Having said that, I am wondering how the volunteers that work banquets feel about donating a lot of their time scheduling events, setting up, collecting money, scheduling food services, scheduling building rental, working the events, raffles and everything else involved with banquets. Without volunteers these events would never get off the ground. IMO volunteers are overlooked and under appreciated for the most part. I wonder how some of these volunteers feel when a salaried regional manager that didn't do jack $hit shows up to their banquet to take credit and pick up a big fat check? I have zero interest in volunteering for any of these groups. I will do what I can to help out at the local level with nesting projects, marsh clean ups and planting vegetation.


----------



## dkhntrdstn (Sep 7, 2007)

Utmuddguy said:


> All the DU guys please answer the original question. Fowlmouth asked asked a couple months back also with no straight answer. I do know they spend a lot of money on private land as well as public but how much of it is govt grants?


it has been answered in the link he posted. There only very few people that get paid by Du and I only know one person here in Utah that getting paid from them. He is all was traveling from one end of the state to another part.


----------



## Utmuddguy (Aug 25, 2013)

Who's that? I know the CEO feels so strongly about the cause he takes more than a quarter million dollars a year. Plus a healthy pension plan. 16 million dollars a year in salaries and pensions someone's getting paid and I hope it's not just a few.

Just a month ago some people attacked the slam program over a rumor of the J **** becoming a draw area. Does anyone even care that DU spent over $200000 at the ambassador duck club and more at the Ruddy. I personally will never be able to afford to hunt there seems like a double standard by a few people in the state.


----------



## dkhntrdstn (Sep 7, 2007)

Utmuddguy said:


> Who's that? I know the CEO feels so strongly about the cause he takes more than a quarter million dollars a year. Plus a healthy pension plan. 16 million dollars a year in salaries and pensions someone's getting paid and I hope it's not just a few.
> 
> Just a month ago some people attacked the slam program over a rumor of the J **** becoming a draw area. Does anyone even care that DU spent over $200000 at the ambassador duck club and more at the Ruddy. I personally will never be able to afford to hunt there seems like a double standard by a few people in the state.


where is your proof of that ? The rumor on the j dike being a draw only area got answered. So there was no rumor about that. It was a question and it got answered after it got heated and some feelings was hurt. that done and over with. But im asking you to prove to me that kinda money was dumb in to these clubs ?


----------



## Utmuddguy (Aug 25, 2013)

http://www.ducks.org/utah/utah-content/money-in-utah

5 lines down along with the new state club the ruddy and other set aside private properties. Looks like any big organization make sure you take care of your more important donors.


----------



## dkhntrdstn (Sep 7, 2007)

Utmuddguy said:


> http://www.ducks.org/utah/utah-content/money-in-utah
> 
> 5 lines down along with the new state club the ruddy and other set aside private properties. Looks like any big organization make sure you take care of your more important donors.

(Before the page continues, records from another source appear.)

PR #945, opened 2021-05-18
Add inset option to focusOutline style mixin

connor-baer:
Addresses https://github.com/sumup/ze-dashboard/pull/4123/files#r632440773. 

## Purpose

Sometimes, it's not possible to show the focus outline outside an element, for example when the overflow is hidden.

## Approach and changes

- Add an `inset` option to the `focusOutline` style mixin. It can be called in two ways now:

```ts
focusOutline(theme)
// or
focusOutline('inset')(theme)
```

This change is backward compatible and favors the outside approach.

## Definition of done

* [x] Development completed
* [x] Reviewers assigned

### DIFF
--- a/packages/circuit-ui/styles/style-mixins.spec.tsx
+++ b/packages/circuit-ui/styles/style-mixins.spec.tsx
@@ -359,6 +359,20 @@ describe('Style helpers', () => {
           "
       `);
     });
+
+    it('should match the snapshot with an inset outline', () => {
+      const { styles } = focusOutline('inset')({ theme: light });
+      expect(styles).toMatchInlineSnapshot(`
+        "
+                outline: 0;
+                box-shadow: inset 0 0 0 4px #AFD0FE;
+
+                &::-moz-focus-inner {
+                  border: 0;
+                }
+              "
+      `);
+    });
   });
 
   describe('clearfix', () => {
--- a/packages/circuit-ui/styles/style-mixins.ts
+++ b/packages/circuit-ui/styles/style-mixins.ts
@@ -36,7 +36,9 @@ type StyleFn =
  * Helper to pass multiple style mixins to the `css` prop.
  * Mixins can be applied conditionally, falsy values are omitted.
  */
-export const cx = (...styleFns: StyleFn[]) => (theme: Theme) =>
+export const cx = (...styleFns: StyleFn[]) => (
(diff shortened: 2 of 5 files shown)


amelako (approved):

packages/circuit-ui/styles/style-mixins.spec.tsx
```diff
@@ -359,6 +359,20 @@ describe('Style helpers', () => {
           "
       `);
     });
+
+    it('should match the snapshot with an inset outline', () => {
+      const { styles } = focusOutline('inset')({ theme: light });
+      expect(styles).toMatchInlineSnapshot(`
+        "
```
robinmetral, line 366: Is the weird spacing in this template literal on purpose?

packages/circuit-ui/styles/style-mixins.ts
```diff
@@ -196,8 +202,29 @@ export const hideVisually = (): SerializedStyles => css`
...
  * Visually communicates to the user that an element is focused.
  */
-export const focusOutline = (args: ThemeArgs): SerializedStyles => {
-  const theme = getTheme(args);
+
+export function focusOutline(
+  options: 'inset',
+): (args: ThemeArgs) => SerializedStyles;
+export function focusOutline(args: ThemeArgs): SerializedStyles;
+export function focusOutline(
```
robinmetral, line 210: What's happening here with the three `focusOutline` declarations?

packages/circuit-ui/styles/style-mixins.spec.tsx
connor-baer: Yes, it's because of the indentation in the source file. This template literal is generated by Jest.

packages/circuit-ui/styles/style-mixins.ts
connor-baer: Those are [function overloads](https://www.typescriptlang.org/docs/handbook/2/functions.html#function-overloads), a TypeScript feature. They tell TypeScript which return type to expect based on the arguments that are passed to the function.

robinmetral: Oh, thanks for the nice evening reading material 😄

robinmetral (approved):
🚀

PR #949, opened 2021-05-21
Consolidate and simplify the modal API

connor-baer:
Addresses [DS-162](https://sumupteam.atlassian.net/browse/DS-162).

## Purpose

Circuit UI Web currently exports a number of modal-related components. Not all of these should be publicly exposed.

- **Modal** — This component wraps [`react-modal`](https://github.com/reactjs/react-modal) to apply custom styles and add tracking. It is not accessible when used by itself and thus should be removed from the exports. 
- **ModalWrapper, ModalHeader, ModalFooter** — These are thin wrappers around the card components. Since the card and modal styles have diverged, these should be turned into standalone styled components. The motivation behind exporting these components separately was to ensure that they are only included in the bundle when used. The performance benefit is negligible though. The resulting API is less than ideal: it requires users to know about these components and to use them in a particular order. This goes against Circuit UI’s principle to help users fall into the pit of success. I propose to make these components internal-only and integrate them into the Modal component.
- **ModalContext, ModalProvider, ModalConsumer** — Of these, only the ModalProvider should be exposed, the others should remain implementation details/be wrapped in better APIs (e.g. `useModal`). The ModalProvider keeps track of the open modals (we need to add support for multiple, stacked modals), prevents scrolling of the page when a modal is open, [sets the app element](https://reactcommunity.org/react-modal/accessibility/) and renders it, and takes care of any other global logic.
- **useModal** — This hook should be the only API to render modals going forward. It hooks into the ModalContext and returns methods to open and close a modal. The current API is fine.

## Approach and changes

- Removed the exports of the `Modal`, `ModalWrapper`, `ModalHeader`, `ModalFooter`, `ModalContext`, and `ModalConsumer` components
- Added a `useStack` hook to support multiple, stacked modals (this can be reused by the NotificationToast component)
- Added a factory function to generate `useModal` hooks to render different types of modals (such as the upcoming NotificationModal #994)
- Moved global side-effects from the Modal to the ModalProvider so they are applied consistently and only once

## Definition of done

* [x] Development completed
* [x] Reviewers assigned


packages/circuit-ui/components/ModalContext/ModalContext.tsx
```diff
@@ -0,0 +1,206 @@
...
+    } else {
+      window.onpopstate = null;
+    }
+
+    return () => {
+      window.onpopstate = null;
+    };
+  }, [dispatch, isOpen]);
+
+  // TODO: Not sure this even works or is still needed.
```
robinmetral, line 109: I guess not, since you're handling the logic to prevent scroll differently

packages/circuit-ui/components/ModalContext/ModalContext.tsx
```diff
@@ -0,0 +1,206 @@
...
+  component: ModalComponent<T>,
+) {
+  return (): {
+    setModal: (props: Omit<T, 'isOpen'>) => void;
+    removeModal: () => void;
+  } => {
+    const id = useMemo(uniqueId, []);
+    const [modals, dispatch] = useContext(ModalContext);
+
+    const modal = useMemo(() => modals.find((m) => m.id === id), [id, modals]);
```
robinmetral, line 184: Could we move this into removeModal to avoid running it in setModal?

packages/circuit-ui/components/NotificationModal/NotificationModal.tsx
```diff
@@ -0,0 +1,196 @@
...
+import useClickHandler from '../../hooks/useClickHandler';
+import { ModalComponent, BaseModalProps } from '../ModalContext';
+import Image, { ImageProps } from '../Image';
+import Headline from '../Headline';
+import Body from '../Body';
+import Button, { ButtonProps } from '../Button';
+import ButtonGroup from '../ButtonGroup';
+import styled, { StyleProps } from '../../styles/styled';
+
+const TRANSITION_DURATION = 200;
```
robinmetral, line 31: Should we use the transitions from the theme?

packages/circuit-ui/components/NotificationModal/NotificationModal.tsx
```diff
@@ -0,0 +1,196 @@
...
+
+const imageStyles = ({ theme }: StyleProps) => css`
+  max-width: 232px;
+  height: 160px;
+  object-fit: cover;
```
robinmetral, line 36: Reminder: this is unsupported in IE

packages/circuit-ui/components/NotificationModal/NotificationModal.tsx
```diff
@@ -0,0 +1,196 @@
...
+  headline: string;
+  body: string | ReactNode;
+  actions: {
+    primary: Omit<ButtonProps, 'variant'>;
+    secondary?: Omit<ButtonProps, 'variant'>;
+  };
+  /**
+   * TODO: Add description. Default true.
+   */
+  dismissible?: boolean;
```
robinmetral, line 53: Isn't this part of the modal's props?

packages/circuit-ui/components/Modal/Modal.tsx
```diff
@@ -13,192 +13,217 @@
...
+  children:
+    | ReactNode
+    | (({ onClose }: { onClose: BaseModalProps['onClose'] }) => ReactNode);
   /**
-   * Function to close the modal. Passed down to the children
-   * render prop.
+   * TODO: Add description
    */
-  onClose?: OnClose;
+  variant: 'immersive' | 'contextual';
```
robinmetral, line 55: I don't remember the difference between these 🙈 the `contextual` variant doesn't seem to work as expected on Storybook (or does it?)

robinmetral (commented):
Wow! 🤩 

Just added a few initial comments as I went through the code. It looks good generally, I like that this will be streamlining how we use modals and ensure accessibility 🙌

packages/circuit-ui/components/Modal/Modal.tsx
```diff
@@ -13,192 +13,217 @@
...
   /**
-   * React Modal's accessibility string.
+   * Text label for the close button for screen readers.
+   * Important for accessibility.
    */
-  contentLabel?: string;
+  labelCloseButton: string;
```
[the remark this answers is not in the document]
connor-baer: I tried to make the types conditional and failed 😭 I'd appreciate any pointers.

packages/circuit-ui/components/Modal/Modal.tsx
```diff
@@ -13,192 +13,217 @@
...
-  const theme: Theme = useTheme();
-  const handleClose =
-    useClickHandler(onClose, tracking, 'modal-close') || onClose;
-  ReactModal.setAppElement(appElement);
+  const handleClose = useClickHandler(onClose, tracking, 'modal-close');
   return (
-    <ClassNames>
-      {({ css }) => {
+    <ClassNames<Theme>>
+      {({ css: cssString, cx, theme }) => {
```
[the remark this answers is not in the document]
connor-baer: The "normal" `css` is also imported [here](https://github.com/sumup-oss/circuit-ui/pull/949/files/cbd432c654a9a6a29ed447c77ee2ad7a418b1566#diff-c88f3430c369a6ab32984de0f262db27d0e39b955c4034a8ec1ca1d16180a4c6R17) so I had to rename it to avoid a conflict. I chose `cssString` because this function returns a classname (as opposed to the style object that's returned by the "normal" `css` function).

packages/circuit-ui/components/ModalContext/ModalContext.tsx
```diff
@@ -0,0 +1,206 @@
...
+import ReactModal, { Props as ReactModalProps } from 'react-modal';
+import { Global, css } from '@emotion/core';
+// import noScroll from 'no-scroll';
+import { Dispatch as TrackingProps } from '@sumup/collector';
+
+import { useStack, StackItem, StackDispatch } from '../../hooks/useStack';
+import { uniqueId } from '../../util/id';
+// import IS_IOS from '../../util/ios';
+
+// TODO: Add explainer what this does.
```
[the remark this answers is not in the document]
connor-baer: I know 🙈 Have a look at http://reactcommunity.org/react-modal/accessibility/#app-element if you're curious.

packages/circuit-ui/components/ModalContext/ModalContext.tsx
connor-baer: Different browsers need different approaches. This was intended for Safari although the README for the dependency states that it doesn't work in Safari 🤷🏻‍♂️

packages/circuit-ui/components/ModalContext/ModalContext.tsx
connor-baer: It doesn't make a difference since it would get recalculated anyway — either in the `useMemo` here or the `useCallback` for `removeModal`.

packages/circuit-ui/components/NotificationModal/NotificationModal.tsx
connor-baer: Eventually, yes. Giao-Chung provided specific values which we should add to the theme at some point.

packages/circuit-ui/components/NotificationModal/NotificationModal.tsx
connor-baer: I know 😬 I'd argue that it's just a minor visual defect and doesn't prevent a user from using our product.

Do you think I should use a different, IE-safe approach?

packages/circuit-ui/components/NotificationModal/NotificationModal.tsx
connor-baer: You the props from `react-modal`? If so, then no. Those include `shouldCloseOnOverlayClick` and `shouldCloseOnEsc` which are set based on `dismissible`. 

Or do you mean the Modal component? The NotificationModal doesn't depend on it, the two are completely separate components.

packages/circuit-ui/components/Modal/Modal.tsx
connor-baer: It works if you reload the page and open the contextual one first (but then you can't open the immersive one). It's a bug that I still need to fix. A very, very weird bug.

docs/introduction/getting-started.stories.mdx
```diff
@@ -41,18 +41,20 @@ npm install --save @sumup/collector @sumup/design-tokens @sumup/icons react reac
 
 Finally, you need to make the theme available to Circuit UI. SumUp's default themes are part of the [@sumup/design-tokens](https://www.npmjs.com/package/@sumup/design-tokens) package. In most cases, they should cover your needs. Refer to the [Theme documentation](Features/Theme) to learn how to use and customize the theme.
 
-At the root of your application, wrap the components in the `ThemeProvider` from Emotion:
+At the root of your application, wrap the components in the `ThemeProvider` from Emotion and add the `BaseStyles` component:
```
robinmetral, line 44: 🙌

packages/circuit-ui/components/Modal/Modal.spec.tsx
```diff
@@ -13,97 +13,53 @@
...
+    const { baseElement } = render(<Modal {...defaultModal} />);
+    expect(baseElement).toMatchSnapshot();
   });
 
-  it('should open', () => {
-    const { getByTestId } = openModal(defaultModal);
-    expect(getByTestId('card')).toBeVisible();
+  it('should render the modal', () => {
+    const { getByRole } = render(<Modal {...defaultModal} />);
+    expect(getByRole('dialog')).toBeVisible();
```
robinmetral, line 42: ❤️

packages/circuit-ui/components/Modal/Modal.tsx
```diff
@@ -13,192 +13,214 @@
...
    */
-  onClose?: OnClose;
+  variant: 'contextual' | 'immersive';
   /**
-   * React Modal's accessibility string.
+   * Text label for the close button for screen readers.
+   * Important for accessibility.
    */
-  contentLabel?: string;
+  closeButtonLabel: string;
```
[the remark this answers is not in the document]
robinmetral: I guess that one way we could "solve" this is by switching `dismissible` with something like `sticky`/`persisting`/`preventClose` or the like (I don't have good name ideas just now), that would default to `false` and would need to be set to make the modal _not_ dismissible.

packages/circuit-ui/components/ModalContext/ModalContext.tsx
```diff
@@ -0,0 +1,218 @@
...
+    ReactModal.setAppElement(appElement);
+  } else if (
+    process.env.NODE_ENV !== 'production' &&
+    process.env.NODE_ENV !== 'test'
+  ) {
+    console.error(
+      [
+        '[ModalProvider] Could not find the app root element to hide it',
+        'when a modal is open. Add an element with the id `#root`',
+        'at the root of your application to remove this error.',
```
robinmetral, line 54: Should we make this configurable so that any id could be passed? Something like `rootId`?

packages/circuit-ui/util/test-utils.tsx
```diff
@@ -22,6 +22,7 @@ import {
   waitFor,
   act,
   RenderResult,
+  fireEvent,
```
robinmetral, line 25: 🤔 , should we not only keep `userEvent` to encourage its use? Or does `fireEvent` do anything that `userEvent` doesn't?

robinmetral (commented):
Amazing! Just a few tiny comments 🙂

packages/circuit-ui/components/Modal/Modal.spec.tsx
connor-baer: Learned from you!

packages/circuit-ui/components/ModalContext/ModalContext.tsx
connor-baer: This is outside the component (has to be), so, unfortunately, making it configurable is not possible.

packages/circuit-ui/util/test-utils.tsx
connor-baer: `userEvent` doesn't support the `popState` event, but `fireEvent` does. That's why I had to add it.

packages/circuit-ui/components/Modal/Modal.tsx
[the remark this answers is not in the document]
connor-baer: I like that idea, will try it. `preventClose` sounds best.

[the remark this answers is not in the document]
connor-baer: Done in bfb5d84.

packages/circuit-ui/components/Modal/Modal.stories.tsx
```diff
@@ -13,170 +13,160 @@
...
+    );
+  };
+  return (
+    <ModalProvider>
+      <ComponentWithModal />
+    </ModalProvider>
+  );
+};
+
+Base.args = {
```
robinmetral, line 58: Nitpick, I'd add a default `closeButtonLabel` here so that someone trying out the component on the Storybook sees the effect of toggling `preventClose` directly. Otherwise they'd need to toggle it _and_ add a label.

robinmetral (approved):
Love it this way! And it's such an incredible improvement ❤️ 

I'm super sorry about the merge conflicts, and happy to handle them if you'd like.

packages/circuit-ui/components/Modal/Modal.stories.tsx
```diff
@@ -13,170 +13,160 @@
...
+      <Button variant="primary" onClick={onClose}>
+        Close modal
+      </Button>
+    </Fragment>
+  ),
+  variant: 'immersive',
+  preventClose: true,
+};
+
+export const InitiallyOpen = (modal: ModalProps): JSX.Element => {
```
robinmetral, line 121: Just noticed that this one is also not rendering the close button anymore because it doesn't have a `closeButtonLabel` (cf. Chromatic, you probably saw it too but just in case 😛)

packages/circuit-ui/components/Modal/Modal.stories.tsx
connor-baer: Good idea!

connor-baer: Done in 00e30a1.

I only see 15,000 to the clubs. I see 20,000 for farmington bay. 5000 to bear river salt creek 20,000.

I see that other have matched what du put in there and some got grants. So Du you did not put 200,000in there maybe over the years maybe not all at one time. that the way I see it


----------



## Utmuddguy (Aug 25, 2013)

So with that logic DU only spent 200000 in utah not 9 million since most of it was grant money? I guess they get to claim the greater when it suits them and distance themselves when it doesn't. The total of our tax dollars and DU money was over 100000 dollars to a elite private club. Don't sugar coat what a grant is. That's some of out tax money being spent to repay what? Talk about a lack of transparency.


----------



## dkhntrdstn (Sep 7, 2007)

Utmuddguy said:


> So with that logic DU only spent 200000 in utah not 9 million since most of it was grant money? I guess they get to claim the greater when it suits them and distance themselves when it doesn't. The total of our tax dollars and DU money was over 100000 dollars to a elite private club. Don't sugar coat what a grant is. That's some of out tax money being spent to repay what? Talk about a lack of transparency.


I'm not sugar coating anything. You made it sound like du has dropped 200,000 of there own money in to these clubs. Witch they did not. the grants help to put money in there was well. I was not counting the grant money. ether was you. Why should Du not put some money in these clubs? When there members of Du in these clubs ? I'm seeing a **** load of money from du with there partners and grants getting dumb in to public land hunting where every one can use it.So that much in clubs don't bother me. It helps old birds there for us to hunt longer.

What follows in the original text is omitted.